By Magnus Akselvoll - Ibistic Technologies - 2017-04-24

Disclaimer

The proposed solutions described in this article are dangerous and may render your repository unusable. Please backup and check that your backup can be restored and is working before trying any of this. Run any command suggested here on your own risk. The author is not an expert on the matter nor able to get you out of weird sitionation.

The problem

When you do a pull in Mercurial, you get an error message of type "HTTP Error 400: Bad Request". We observed this against Bitbucket, but as explained below, this is an inherit problem with the Mercurial HTTP protocol.

Cause

When doing a pull over HTTP, the Mercurial client sends a list of all known heads, i.e. all branches with a commit that has not been merged to another branch.

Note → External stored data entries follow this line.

PR #322, opened 2021-02-22
eth: add stale check before allowing re-enable of AF by sync status

meowsbits:
Mordor showed a scenario where despite a stale head,
sync achievement would re-enable AF features.

This causes the sync-status reenablement to
respect the stale head condition.

Date: 2021-02-22 06:19:13-06:00

### DIFF
--- a/eth/sync.go
+++ b/eth/sync.go
@@ -309,8 +309,13 @@ func (cs *chainSyncer) nextSyncOp() *chainSyncOp {
 	op := peerToSyncOp(mode, peer)
 	if op.td.Cmp(ourTD) <= 0 {
 		// Enable artificial finality if parameters if should.
+		// - In full sync mode.
 		if op.mode == downloader.FullSync &&
+			// - Have enough peers.
 			cs.pm.peers.Len() >= minArtificialFinalityPeers &&
+			// - Head is not stale.
+			!(time.Since(time.Unix(int64(cs.pm.blockchain.CurrentHeader().Time), 0)) > artificialFinalitySafetyInterval) &&
+			// - AF is disabled (so we should reenable).
 			!cs.pm.blockchain.IsArtificialFinalityEnabled() {
 			cs.pm.blockchain.EnableArtificialFinality(true, "reason", "synced", "peers", cs.pm.peers.Len())
 		}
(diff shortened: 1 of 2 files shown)


ziogaschr:
The fix LGTM and is reasonable. I tested it and it worked fine.

I was only thinking if we want to disable MESS when chain becomes stale [here](https://github.com/etclabscore/core-geth/pull/322/files#diff-0da7dd4724e5bc1d3441ded068c9b182c67ca19bc4f67db5ba5d7f9906ea96edR293).

meowsbits:
> I was only thinking if we want to disable MESS when chain becomes stale here.

Following the link, I'm not sure I see exactly what you're pointing to... ? (Not getting a line number highlight for some reason.)

ziogaschr:
Here is an updated [link](https://github.com/etclabscore/core-geth/blob/902e56e85ed5faefd5ea854181f2c8c77b9b51aa/eth/sync.go#L293)

meowsbits:
Thanks, that one works :) 

Correct me if I'm wrong, but I think in that case the outcome is that MESS will only be _disabled_ (because of low peers). So there it doesn't care about chain head staleness; where staleness is 
- a condition for disabling (handled in the async loop [here](https://github.com/etclabscore/core-geth/blob/902e56e85ed5faefd5ea854181f2c8c77b9b51aa/eth/sync.go#L66)), and
- a condition for _not-enabling_, [here](https://github.com/etclabscore/core-geth/blob/902e56e85ed5faefd5ea854181f2c8c77b9b51aa/eth/sync.go#L317)

So this PR fixes the issue that _enabling_ MESS was not respecting/demanding _both_ head-staleness and peer-count conditions (that should have prevented it from being re-enabled after head staleness disabled it). 

Now written, this seems like a long way of saying:
- both conditions need to be met to enable
- thus, only one condition needs to fail to disable

ziogaschr:
LGTM, wasn't able to find the below condition on first check.

> a condition for disabling (handled in the async loop [here](https://github.com/etclabscore/core-geth/blob/902e56e85ed5faefd5ea854181f2c8c77b9b51aa/eth/sync.go#L66)),

ziogaschr:
Not related probably, the travis-ci tests fail because of a timeout (free tier limit?), can you confirm that. The failing test runs fine on my computer.

ziogaschr (approved):

meowsbits:
Yeap, checked that too. Same for me, fine on my computer.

Typically what you consider heads are the list of branches you see when you execute hg branches. However, this commands, and probably most frontends, hides any branch that has been closed. For the underlying protocol, however, closed branches are still considered heads and will be sent with the pull command.

The mechanism Mercurial uses for sending these heads, is by grouping the hashes of the heads into a set of HTTP headers. However, when there are too many heads in the repository (we observed this with around 1000 heads), the server will respond with the message: HTTP Error 400: Bad Request.

Root cause

There are typically two reasons why you have closed branches that have not been committed in your respository.

The first one is abandoned branches. You start developing a feature, for whatever reason abandon it and close the branch. This is a perfectly normal situation in modern software development.

The second one is less easy to see. It has to do with how you close branches when you merge them. There are two schools here: (a) You merge your branch to e.g. default and then close it. (b) You close your branch and then merge it to e.g. default. If you use style (b) for merging your branches, the commit required to close the branch, will make Mercurial consider the branch a head, i.e. it has commits that have not been merged to another branch. These branches typically add up quickly and are likely to be the main cause of your problem.

How to diagnose the problem

Run an hg pull through e.g. a Fiddler proxy. This solution is described on several web pages. Note that you have a large number of changesets being sent as HTTP headers.

Execute the following HG command to see a list of all your "closed heads": hg log -r "heads(0:tip) and closed()"

If this command lists a long list of changesets, you have probably identified the cause.

Solution - cleanup

First read the disclaimer in the beginning of the document.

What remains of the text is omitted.